A coordenação nacional do Cimi (Conselho Indigenista Missionário) defendeu hoje em nota à imprensa intervenção federal em Mato Grosso do Sul por conta da violência contra índios no Estado e diante do que considera ações do governo para impedir que os grupos de trabalho criados pela Funai. Realizem os estudos antropológicos para demarcação de território guarani-kaiowá.
“Indignamo-nos também com o descaso do Governo Federal que nada faz diante dos ataques praticados por agentes de segurança dos fazendeiros contra comunidades indígenas; com a falta de segurança aos grupos de trabalho que desenvolvem os estudos de identificação das áreas; e com a morosidade na execução dos procedimentos de demarcação das terras naquele estado, conforme determinam as portarias do órgão indigenista”, protesta a entidade.
Como argumento para a intervenção, alguns casos são citados como o que ocorreu no mês de outubro, quando barracos foram queimados nas comunidades Laranjeira Ñanderu e Apyaka´y. Na ocasião, o indígena Eugênio Gonçalves, de 62 anos, foi baleado,lembra o Cimi.
“O Cimi, que defende o Estado Democrático de Direito, aponta para a necessidade de uma intervenção federal em Mato Grosso do Sul, como única forma de conter o processo de genocídio contra os povos indígenas iniciado naquela unidade da federação e garantir os direitos constitucionais de todos”, diz a coordenação nacional.
Outro relato é sobre confronto em Paranhos, quando dois professores desapareceram, um deles já foi encontrado morto - Genivaldo Vera. A Polícia ainda procura o corpo de Rolindo Vera.
Sobre Genivaldo, o Cimi detalha que dias depois do sumiço ele “foi encontrado com marcas de violência, preso a um galho de árvore, no córrego Ypoi, distante 30 quilômetros do local do crime”.
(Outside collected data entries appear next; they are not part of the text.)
PR #574, opened 2024-06-08
WIP: Import taxpasta

Midnighter:
To do:

- [x] expand documentation
- [x] I need to import some biomformat internals, which I can only do with `biomformat:::`. I see no way around this at the moment.


R/importTaxpasta.R
```diff
@@ -0,0 +1,116 @@
...
+
+    # We read our own HDF5 array to later be able to read observation group
+    # metadata, which [biomformat::read_biom()] currently doesn't do.
+    raw <- h5read(filename, "/", read.attributes = TRUE)
+    biom <- .createBiom(raw)
+
+    # Without taxonomic information, we return a simple TreeSE.
+    if (is.null(raw$observation$`group-metadata`$ranks)) {
+        warning("The BIOM file does not contain taxonomy information; unable to generate a taxonomic tree.")
+        return(makeTreeSEFromBiom(biom))
```
TuomasBorman: importBIOM is the new name of the function

R/importTaxpasta.R
```diff
@@ -0,0 +1,116 @@
...
+    }
+
+    # We read our own HDF5 array to later be able to read observation group
+    # metadata, which [biomformat::read_biom()] currently doesn't do.
+    raw <- h5read(filename, "/", read.attributes = TRUE)
+    biom <- .createBiom(raw)
+
+    # Without taxonomic information, we return a simple TreeSE.
+    if (is.null(raw$observation$`group-metadata`$ranks)) {
+        warning("The BIOM file does not contain taxonomy information; unable to generate a taxonomic tree.")
```
TuomasBorman: Split long lines to multiple lines. 80 characters is the max (Bioconductor guidelines). Run BiocCheck::BiocCheck() and fix things related to added lines

TuomasBorman: Also add warning(call. = FALSE)

R/importTaxpasta.R
```diff
@@ -0,0 +1,116 @@
...
+#' Create BIOM object from raw HDF5 array
+#'
+#' `.createBiom()` is an internal function used by [importTaxpasta()], that more or
+#' less replicates [biomformat::read_hdf5_biom()].
+#'
+#' @param h5array A raw HDF5 array read from a BIOM file.
+#'
+#' @return A [biomformat::biom()] object.
+#'
+.createBiom <- function(h5array) {
```
TuomasBorman: internal functions should be named as .create_biom

R/importTaxpasta.R
```diff
@@ -0,0 +1,116 @@
...
+    date <- attr(h5array, "creation-date")
+    matrix_type <- "dense"
+    matrix_element_type <- "int"
+
+    return(
+        biomformat:::namedList(
+            id, format, format_url, type, generated_by, date, matrix_type,
+            matrix_element_type, rows, columns, shape, data
+        ) |> biomformat:::biom()
+    )
```
TuomasBorman: Create the object first and then return. It is easier to debug

R/importTaxpasta.R
```diff
@@ -0,0 +1,116 @@
...
+#'
+#' @return A [TreeSummarizedExperiment::TreeSummarizedExperiment()] object.
+#' @export
+#'
+#' @examples
+#' tse <- importTaxpasta("profiles.biom")
+#'
+#' @importFrom rhdf5 h5read
+#' @importFrom SummarizedExperiment rowData
+#' @importFrom SingleCellExperiment altExps
```
TuomasBorman: Add NULL here as a last line after documentation. Then export functions "manually" by adding @export before the function description (check other functions/files).

Now there are also manual pages for internal functions which we do not want. 

Also, direct this function's documentation to same file where all importers are located. Check for example documentation of importBIOM

tests/testthat/data/biom_test_data.py
TuomasBorman, line 1: I am not sure what is the correct place for these files and scripts. That should be checked. Bioc guidelines might have info https://contributions.bioconductor.org/

R/importTaxpasta.R
```diff
@@ -0,0 +1,116 @@
+#' Import taxpasta-specific BIOM results to `TreeSummarizedExperiment`
+#'
+#' @param filename A character vector with one element that denotes the file
+#'   path to a BIOM file.
+#'
+#' @return A [TreeSummarizedExperiment::TreeSummarizedExperiment()] object.
+#' @export
+#'
+#' @examples
+#' tse <- importTaxpasta("profiles.biom")
```
TuomasBorman: When the package is built, manual pages are also run. These example does not work since there are no "profiles.biom" file. You can disable the run bu \dontrun (or something like that)

R/importTaxpasta.R
```diff
@@ -0,0 +1,116 @@
...
+#' `.getRanks()` is an internal function used by [importTaxpasta()], that reads the
+#' string of semi-colon separated ranks from the group observation metadata.
+#'
+#' @param h5array A raw HDF5 array read from a BIOM file.
+#'
+#' @return A character vector of taxonomic ranks in order.
+.getRanks <- function(h5array) {
+    ranks <- strsplit(h5array$observation$`group-metadata`$ranks, ";", fixed = TRUE)[[1]]
+    return(ranks)
+}
```
TuomasBorman: This function is little bit overkill since the functionality itself is only one-liner. You could add that oneliner directly to code, and remove this function

R/importTaxpasta.R
```diff
@@ -0,0 +1,116 @@
...
+#' @return A [data.frame()] with observation metadata.
+#'
+#' @importFrom biomformat observation_metadata
+.createRowData <- function(biom, ranks) {
+    meta <- observation_metadata(biom)
+    column.names <- colnames(meta)
+    indeces <- startsWith(column.names, "taxonomy")
+
+    if (sum(indeces) != length(ranks)) {
+        stop("The number of generic taxonomy* columns differs from the number of ranks.")
```
TuomasBorman: call. = FALSE

man/mia-package.Rd
TuomasBorman, line 1: Why is this removed

TuomasBorman (changes requested):
Looks good, let me know if you need help with the documentation

R/importTaxpasta.R
TuomasBorman: Also, related to coding-style I would rather have one return() call per function. So instead of returning the object inside the if, you would add the taxonomy.

But that is more "matter of taste" kind of thing. (Sorry for little bit cryptic review, it is late here, and I wanted to comment so that I don't forget to do so)

R/importTaxpasta.R
Midnighter: I thought that `importBIOM` is for handling a file input, here `biom` is already a loaded BIOM object. At least, that's what the documentation suggests.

Na versão da entidade, a polícia suspendeu as buscas ao outro professor desaparecido, “ao mesmo tempo em que o governador André Puccineli levantou, na imprensa local, a infame suspeita de que o professor não encontrado teria fugido após assassinar o parente, com quem atuava na educação e na reconquista do território de seu povo”.
A entidade de defesa dos direitos indígenas protesta ainda pela desocupação “clandestina” de fazenda em Dois Irmãos do Buritis, no dia 19 de novembro, “Um batalhão da Polícia Militar de Mato Grosso do Sul protegeu 80 homens armados de uma milícia particular que realizou o despejo de uma comunidade Terena, à revelia da decisão do Tribunal Regional Federal, 3ª Região, que determinou que o povo Terena permanecesse naquelas terras, até que a ação principal movida contra a demarcação fosse julgada”
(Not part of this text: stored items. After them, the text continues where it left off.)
PR #584, opened 2024-06-17
Deprecate z transform in transformAssay

0xMuluh:
This commit does the following:
1-  Deprecates the z method in transformAssay
2- Updates the documentation to  only reference transformation methods already present in vegan::decostand.

### DIFF
--- a/R/transformCounts.R
+++ b/R/transformCounts.R
@@ -52,22 +52,8 @@
 #'
 #' \itemize{
 #' 
-#' \item 'alr': Additive log ratio (alr) transformation, please refer to 
-#' \code{\link[vegan:decostand]{decostand}} for details.
-#' 
-#' \item 'chi.square': Chi square transformation, please refer to 
-#' \code{\link[vegan:decostand]{decostand}} for details.
-#' 
-#' \item 'clr': Centered log ratio (clr) transformation, please refer to 
-#' \code{\link[vegan:decostand]{decostand}} for details.
-#'
-#' \item 'frequency': Frequency transformation, please refer to 
-#' \code{\link[vegan:decostand]{decostand}} for details.
-#' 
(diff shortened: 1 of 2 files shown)


R/transformCounts.R
```diff
@@ -310,6 +268,10 @@ setMethod("transformAssay", signature = c(x = "SummarizedExperiment"),
     MARGIN <- ifelse(MARGIN %in% c("samples", "columns", "col", 2), 2, 1)
     # Adjust method if mia-specific alias was used
     method <- ifelse(method == "relabundance", "total", method)
+    
+    if (method == "z") {
+        .Deprecated(old="z", new="standardize", "Now 'z' is deprecated. Use 'standardize' instead.")
```
TuomasBorman: This is enough .Deprecated(old="z", new="standardize")

R/transformCounts.R
```diff
@@ -52,22 +52,8 @@
...
-#' \code{\link[vegan:decostand]{decostand}} for details.
-#'
-#' \item 'frequency': Frequency transformation, please refer to 
-#' \code{\link[vegan:decostand]{decostand}} for details.
-#' 
-#' \item 'hellinger':  Hellinger transformation, please refer to 
-#' \code{\link[vegan:decostand]{decostand}} for details.
-#' 
-#' \item 'log':  Logarithmic transformation, please refer to 
+#' \item \code{alr, chi.square, clr, frequency, hellinger, log, normalize, pa, rank, rclr
```
TuomasBorman: The code formats the values incorrectly (it shows that the list is one value). Instead, you have to format values one by one or just like 'alr', 'frequency', ...

TuomasBorman (approved):

antagomir:
This should be now updated to OMA as well, is this already on the way - just checking? @Daenarys8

A preocupação agora é com a situação em Kurussú Ambá, ocupada na noite de 24 de novembro, segundo o Cimi, como uma retomada de parte de seu território tradicional, na divisa entre Amambaí e Coronel Sapucaia.
“De acordo com informações recebidas das lideranças indígenas, em resposta a esta ocupação, na noite de ontem, 25/11, mais de 10 veículos transportando homens armados, acompanhados por viaturas do DOF/Polícia Militar, dispararam dezenas de tiros contra a comunidade e ameaçaram fazer o despejo dos indígenas, à luz do dia e a qualquer custo. Nos anos de 2007 e 2008, somente nessa comunidade, três indígenas foram assassinados sem que nenhuma investigação tenha sido concluída”.
A entidade encerra a nota exigindo ao Ministério da Justiça que investigue, através da Polícia Federal, “os atos de violência e promova o desarmamento das milícias particulares envolvidas em ações contra os povos indígenas, bem como determine que se proceda a uma séria e ampla investigação quanto às ações ilegais de fazendeiros e os denuncie judicialmente. Enfatizamos que a garantia da integridade física dos povos indígenas é responsabilidade do Governo Federal”, conclui.
O Cimi é uma entidade ligada à igreja católica.